Commonwealth Games 2014: The Glasgow kiss is redefined by a city that has embraced the Games with gusto

Sun shines on an international gathering that caps a transformation from its dark days in the Eighties

It has been a week all about overturning perceptions of Glasgow. A city whose uncompromising audiences were long regarded as a comedian’s graveyard has forged a reputation for warm, open armed welcome.

Talk of intolerance – sexual and religious – has been publicly challenged in a stage managed gay kiss beamed to a billion-strong TV audience at the opening ceremony, a camp prelude to the sound of God Save the Queen resonating around Celtic Park. 

No one dare mention the independence referendum out loud whilst Scotland’s athletes have struck Gold right on cue. And then, of course, there has been the extraordinary weather.

Basking in the sun at Glasgow Green, which has become a live fan zone with a rolling programme of sport, music and entertainment for the 11 day duration of the Games, groups of young people, families and couples were soaking up the atmosphere yesterday.

Lucy Pritchard, 29, an HR manager from Frimley, Surrey, said she and her friends were only dimly aware that Glasgow had once had something of a reputation.

“I think I have heard my parents mention it but a lot of people said to me that Glasgow has had a lot of regeneration and improvement and walking through the shopping area is brilliant. Everyone is really friendly,” she said.

 

De-industrialisation hit the second city of empire hard. Since the nadir in the early 1980s the tide has turned, helped by similarly bold top-down events to the Commonwealth Games, notably the 1988 Garden Festival and the 1990 European City of Culture.

Recent years have seen more than £6 billion of public and private investment in the city although deep pockets of deprivation and ill health remain. Organisers, backed by a tub thumping national media, can barely conceal their glee at how things are working out.

Gordon Matheson leader of Glasgow City Council is riding high. "We were planning to put on the best Commonwealth Games there has ever been and it has got off to a start that has exceeded our expectations," he said.

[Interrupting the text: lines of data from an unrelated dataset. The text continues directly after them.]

PR #406, opened 2021-01-15
feat: use new types from `@octokit/webhooks-definitions`

### LINKED ISSUE #364: `pull_request.merged` event listener never invoked
**What happened?**

`webhooks.on('pull_request.merged', ...)` is never invoked. Instead, the listener for `pull_request.closed` is called.

**What did you expect to happen?**

I expected the listener attached to `pull_request.merged` be called when a pull request is merged.

**What the problem might be**

`merged` isn't even a valid action on the `pull_request` payload. Instead, a pull request is merged if its `action === 'closed'` and `merged === true`. 

Either a special case should be added to get `pull_request.merged` to work, or it should be removed to avoid this bug.

G-Rath:
Here it is 🎉 

There's a few things to polish off and discuss before landing this, but the bulk of it is done so making the PR now.

* we're missing some events in our schema definitions.
* I've done a big rename of the types so that they're more accurate (have exported the renamed types under their old names too to be less breaking).
* I've improved the types in places so that they're accurate
* have refactored the type generation script into TS - happy to move it back to JS, or to convert the other scripts into TS
  * I tried originally trying to build the type via types, but it's just too hard (if at all possible) - you can get close with 4.1 features, but even then it's a lot of work for TS to do meaning IDE autocompletion suffers vs us just generating a static type
* probably something else I've forgotten to mention 😅 

I'm breaking some things out into their own little PRs where possible.


wolfy1339 (dismissed):

G-Rath:
I think we're good to go - note this'll be rebased at least twice when I merge in #403 & #410, so approves won't stick until then

While I've marked everything in the old generated payloads as `deprecated`, I'd like to delete them asap.
Also, there's probably a couple of redundant type aliases in there that could be cleaned up, but shouldn't be a big deal if that happens later.

wolfy1339 (dismissed):

oscard0m (commented):
I don't feel confident enough to give an approval but, for what I read, everything looks good to me :)

src/generated/webhook-names.ts
```diff
@@ -41,8 +41,8 @@ export const webhookNames = [
   "installation.created",
   "installation.deleted",
   "installation.new_permissions_accepted",
-  "installation.suspend",
-  "installation.unsuspend",
+  "installation.suspended",
```
wolfy1339, line 44: These values are incorrect, I fixed these in octokit/webhooks#300

src/generated/webhook-names.ts
```diff
@@ -41,8 +41,8 @@ export const webhookNames = [
...
+  "installation.unsuspended",
```
wolfy1339: These values are incorrect, I fixed these in [octokit/webhooks#300](https://github.com/octokit/webhooks/pull/300)
https://docs.github.com/en/developers/webhooks-and-events/webhook-events-and-payloads#installation

src/generated/get-webhook-payload-type-from-event.ts
```diff
@@ -1,215 +1,412 @@
...
+  fork: ForkEvent;
+  github_app_authorization: GithubAppAuthorizationEvent;
+  "github_app_authorization.revoked": GithubAppAuthorizationRevokedEvent;
+  gollum: GollumEvent;
+  installation: InstallationEvent;
+  "installation.created": InstallationCreatedEvent;
+  "installation.deleted": InstallationDeletedEvent;
+  "installation.new_permissions_accepted": InstallationNewPermissionsAcceptedEvent;
+  "installation.suspended": InstallationSuspendedEvent;
+  "installation.unsuspended": InstallationUnsuspendedEvent;
```
wolfy1339: These values are incorrect, I fixed these in octokit/webhooks#300
https://docs.github.com/en/developers/webhooks-and-events/webhook-events-and-payloads#installation

wolfy1339 (changes requested):

gr2m:
> While I've marked everything in the old generated payloads as `deprecated`, I'd like to delete them asap.

Should these deprecations be part of this PR or did they already happen?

A further 350,000 tickets have been sold for this weekend and 95 per cent of seats are sold out. The city is buzzing.

"The opening ceremony was wonderfully well received but we made some serious points. John Barrowman redefined the Glasgow kiss and the England team were welcomed with the Hampden roar. No one needed to tell the audience to stand for the Queen," he added.

England's bronze medalist Daniel Rivers during the final of the 10m Air Rifle Men England's bronze medalist Daniel Rivers during the final of the 10m Air Rifle Men (PA)
The long term legacy will be felt in the deprived east of the city where most of the new venues have been in use for some time. "We are building venues for the people of Glasgow and we are lending them to the world's elite athletes," he said.

Strolling into the beer garden at Glasgow Green John Griffiths, 72, from Swansea is a veteran of international athletic meetings since Edmonton 2001.

“So far it’s very good. The people are very friendly and very knowledgeable about their city and about the events. I think they have gone a bit over the top with the security and the hotels have too with their prices.

"I paid £135 for a season ticket at the Moscow World Championships and it is £600 here but I think a lot of people will want to come back after being here,” he said.